F5 – Congenital Factor V Deficiency

Congenital factor V deficiency, also known as parahaemophilia, is a rare autosomal recessive coagulopathy affecting approximately 1 in 1,000,000 individuals (PMID:23881482; PMID:40421928). Affected patients present in early childhood with mucocutaneous bleeding, menorrhagia, or life-threatening hemorrhage, often discovered upon surgical hemostatic challenges. Laboratory evaluation shows markedly prolonged prothrombin time (PT) and activated partial thromboplastin time (aPTT) that corrects on mixing studies. Plasma factor V activity and antigen levels span undetectable to 48% of normal in a cohort of 45 patients from the Chinese National Haemophilia Registry (PMID:40421928). The disorder exhibits variable clinical expressivity, with poor genotype-phenotype correlation necessitating molecular diagnosis. Fresh frozen plasma remains the mainstay of treatment.

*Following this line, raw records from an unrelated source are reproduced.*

PR #823, opened 2026-09-19
MED-447 refactor(ci): cut PR feedback from ~90 min to ~35 min by building images once and splitting application_test

oliverwu1024:
## Problem

Every PR waited 85–102 min for `application_test`, plus a separate 22–27 min Lighthouse run, whatever the size of the change. (The ticket quotes 165.5 min, from a run on 3 Sep; by 14–17 Sep it was 85–102 min.)

Measuring per-step times showed the backend pytest step was ~75% of the job (62–72 min), while image builds were only 4–11 min. So sharing images — the ticket's first suggestion — was worth at most ~10 min; splitting the test suite was what mattered.

## What this does

- **Build once.** New `build_images` job builds the backend, frontend and database images and passes them to every job as artifacts. Previously each of `application_test`, `image_scan` and Lighthouse built them, and `docker compose up` then rebuilt them a fourth time, so the images those jobs built were never actually used. Test jobs now start compose with `--no-build`.
- **`application_test` split into parallel jobs:** 4 backend shards, serial tests, frontend tests, studio tests, budget E2E and Lighthouse. A job still named `application_test` aggregates them, so the required check, the `deploy` gate and the Discord notification are unchanged.
- **Shards split by measured run time.** `pytest_collection_modifyitems` in `backend/conftest.py` (active only when `PYTEST_SHARD_INDEX`/`PYTEST_SHARD_COUNT` are set) assigns whole modules using `backend/test_durations.json`. Balancing by test count gave 12–41 min shards; by time they are 20–24 min. There is no hand-kept path list, and `backend_serial_tests` fails the build unless the shards exactly partition the collected suite.
- **Coverage gate preserved.** Shards run with `--cov-fail-under=0` and upload their data; `backend_coverage` combines it and enforces 85%.
- **Lighthouse moved into this pipeline** and reuses the shared images; `lighthouse-ci.yml` is deleted. It still reports as its own `lighthouse` check and, as before, does not gate `deploy`.
- **4 test workers** (`-n logical`; `-n auto` counted physical cores and used 2 of the runner's 4 vCPUs).
- **Fast password hasher in tests** (test-only; ~931 hashing call sites, no test asserts the algorithm).
- **`-o timeout_func_only=true`** in shards, plus `timeout-minutes: 45`. With 4 workers, per-worker test-DB setup takes 530–556 s against the 600 s `--timeout`, and once exceeded it.

## Bug found and fixed on the way

`backend/backend/ci_settings.py` did `from .settings import *`, but `settings.py` ends with `__all__ = ('celery_app',)`, so CI saw **zero installed apps**. The "Run migration checks" step therefore never checked or applied anything (`Apply all migrations: (none)`), despite `CICD_README.md:74` documenting it as the safeguard against forgetting a migration. The backend tests would not reliably have caught it either: in tests, tenant tables are created directly from current models by `provision_tenant_schema()`, not from migration files.

Verified both ways: with a model field added and no migration the check now **fails** and names it; after reverting, it passes. No migrations are missing today.

**Reviewers should know:** from now on this check really does fail PRs that change a model without a migration.

## Results

| | Before | After |
|---|---|---|
| PR feedback (wall) | 85–102 min | **33–42 min** |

F5-related deficiency follows autosomal recessive inheritance, with homozygous or compound heterozygous variants in the F5 gene (PMID:32000417). Clinically significant bleeding is observed when FV activity falls below 10%, whereas heterozygous carriers are asymptomatic or have mild prolongation of clotting times. In Indian and African American patients, multiple novel small deletions and splice site mutations have been identified, emphasizing ethnic heterogeneity (PMID:17145618; PMID:33769317). Twin studies demonstrate concordant phenotypes in siblings inheriting distinct paternal and maternal missense variants (PMID:34387626). Carrier testing in parents reveals 50% FV activity in heterozygous individuals without bleeding tendencies. Genetic counselling is essential for at-risk families.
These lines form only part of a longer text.